I was trying to reconcile a little bit kind of the CapEx guidance for the year. I think coming into the year you were talking about expecting an average of $6 million on Giddings wells to drill and complete. Just kind of back-of-the-envelope math, I'm struggling to get to a $300 million with a 30-type well count in Giddings during the year. And I'm trying to understand if there's maybe some more non-Op activity that might be expected in Eagle Ford in the Karnes area. Just could you help me out a little bit with that math?

S
Stephen Chazen
executive

Your issue is sort of right. So you don't have to do it even more than that. If you look at the first quarter, we spent about $40 million, including a little non-Op activity and some completion of some DUCs, but you'd expect that in any quarter. And there were 8 Giddings wells, sort of; 2, 4, 6 probably drilled in the quarter. So that's what a 1-rig program costs. And if it's all we did, you'd spend $40 million a quarter. And it would fluctuate with completing DUCs or whatever we did in Karnes or whatever. But that's sort of the answer. When we put the second rig on, it will cost another $40 million a quarter for a full quarter. And so you do that. And then the rest would be in the non-Op area because some of the second rig will be used in Karnes and some of it will be done to drill these exploration Giddings wells. So you get a little mismatch on the wells drilled.
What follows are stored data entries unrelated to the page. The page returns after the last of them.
PR #335, opened 2024-12-17
Experimental turbopack dev mode

agualis:
Dependency updates and minimum fixes to make `turbopack` work. 

Just run `pnpm run dev:turbopack` (or `pnpm run dev:beets:turbopack`)   and enjoy the new DX 🚀

Added scripts and readme to use this option as an experimental feature with some issues: 
- There is a hydration error.
- Sentry does not in turbopack mode but will keep on working as always in dev and build, webpack based,  modes.
- There are deprecation warnings in style foundations. They are only happening in turbopack mode (not in webpack mode) so we can ignore them for now)

Note that `turbopack` is not ready for builds so we need to keep the current `webpack` config for builds.


packages/lib/modules/pool/PoolDetail/PoolActivityTable/PoolActivityTableRow.tsx
```diff
@@ -58,7 +58,7 @@ function EnsOrAddress({ userAddress, chain }: { userAddress: `0x${string}`; chai
           backgroundColor="background.level4"
           borderRadius="100%"
           height="24px"
-          src={ensAvatar || fallbackSVG.toDataUriSync()}
+          src={ensAvatar || fallbackSVG.toDataUri()}
```
garethfuller, line 61: Can't do this because `toDataUri` returns a promise. That's why Sync was required. Code will have to be refactored if for some reason we've lost `toDataUriSync`.

garethfuller (commented):
They hydration error is an issue in Chakra itself. This PR is blocked unless we can upgrade chakra to fix it.
Screenshot 2024-12-20 at 09 55 12

agualis:
> They hydration error is an issue in Chakra itself. This PR is blocked unless we can upgrade chakra to fix it. 
If that's the only issue I don't see it as a big blocker:
We can create a new script in `package.json`:
` "dev:turbo": "next dev --turbo",`
so that developers can chose this optional "experimental" mode (knowing that it has some hydration issues).

The remaining real blocker is: 
> Can't` do this because toDataUri returns a promise. That's why Sync was required. Code will have to be refactored if for some reason we've lost toDataUriSync.
It comes from `dicebear` update (required to make it compatible with turbopack) and we should be able to fix it to make it work as it used to.

That said, in the medium term I would try to migrate to chakra 3 (only if its compat with nextjs 14/15 is production ready).

packages/lib/modules/pool/PoolDetail/PoolActivityTable/PoolActivityTableRow.tsx
agualis: It used to return a promise but now `toDataUri` is synchronous since version: 
https://github.com/dicebear/dicebear/releases/tag/v9.0.0

apps/beets-frontend-v3/app/layout.tsx
```diff
@@ -23,11 +21,9 @@ export default function RootLayout({ children }: PropsWithChildren) {
         style={{ marginRight: '0px !important' }} // Required to prevent layout shift introduced by Rainbowkit
         suppressHydrationWarning
       >
-        <ColorThemeProvider defaultTheme={DEFAULT_THEME_COLOR_MODE}>
-          <ThemeProvider>
-            <Providers>{children}</Providers>
-          </ThemeProvider>
-        </ColorThemeProvider>
+        <ThemeProvider>
```
garethfuller, line 24: Why remove ColorThemeProvider here?

packages/lib/modules/tokens/TokenIcon.tsx
```diff
@@ -76,7 +76,7 @@ export function TokenIcon({
           borderRadius="100%"
           height={`${size}px`}
           onError={() => !hasError && setHasError(true)}
-          src={hasError || !iconSrc ? fallbackSVG.toDataUriSync() : iconSrc}
+          src={hasError || !iconSrc ? fallbackSVG.toDataUri() : iconSrc}
```
garethfuller, line 79: This doesn't work. `toDataUri` returns a promise, we need to use `toDataUriSync` or find another way to do this.

packages/lib/shared/components/btns/DarkModeToggle.tsx
```diff
@@ -47,7 +36,7 @@ export default function DarkModeToggle() {
   return (
     <Button onClick={toggleColorMode} p="0" variant="tertiary">
       <AnimatePresence initial={false}>
-        {theme === 'light' ? (
+        {colorMode === 'dark' ? (
```
garethfuller, line 39: Why has this changed?

apps/beets-frontend-v3/app/layout.tsx
agualis: Groninge removed it from beets to demonstrate that the hydration issue is due to this (beets only has dark mode)

packages/lib/modules/tokens/TokenIcon.tsx
agualis: Did you run pnpm install? Did you see this comment? 
https://github.com/balancer/frontend-monorepo/pull/335#issuecomment-2556846355

packages/lib/shared/components/btns/DarkModeToggle.tsx
groninge01: looking at other sites this seems to be the consensus: show the icon for the state you can go _to_ instead the _current_ state
i also asked @uiuxxx about it

apps/beets-frontend-v3/app/layout.tsx
groninge01: it looks like next-themes is no longer needed but i'll admit i only looked briefly
as this only concerns balancer it might need more testing

garethfuller: @agualis can you look into theming with chakra/nextjs. It used to be that using next-themes was the default approach. I think there might have also been a reason to use it so that the theme applied correctly in RSCs.

packages/lib/shared/components/btns/DarkModeToggle.tsx
uiuxxx: I don't think there is really UX consensus around this because there are a couple of conflicting rules and both options are a little confusing.

UIs ideally should communicate current status, while buttons should indicate the action to occur (not the current state). Also, some sites use toggles which has the current state highlighted. 

So for cleanliness a lot of sites combine the button with the current state (e.g. https://tailwindcss.com/). But yeah, it breaks the rule of buttons indicating actions...

If I had to choose, I'd do it per @groninge01 – have the button icon denote the state where it is going.  

But yeah, perhaps we should introduce a toggle in the future to make this more obvious.

garethfuller (approved):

But that's right.

N
Nicholas Pope
analyst

And are you on track with that?

S
Stephen Chazen
executive

It's a struggle to get to $300 million, yes.

N
Nicholas Pope
analyst

It's a good problem. It's a good problem. And you all are on pace on that? I think you all talked about kind of entering the year around $6.2 million, or at least that's what you averaged for '20, an expectation of $6 million for D&C for Giddings. Is that kind of on track?

S
Stephen Chazen
executive

Yes, that's correct. And then the Karnes wells are less expensive. Okay. I think we're done.

Operator

This concludes our question-and-answer session, which also concludes today's conference call. Thank you for attending today's presentation. You may now disconnect.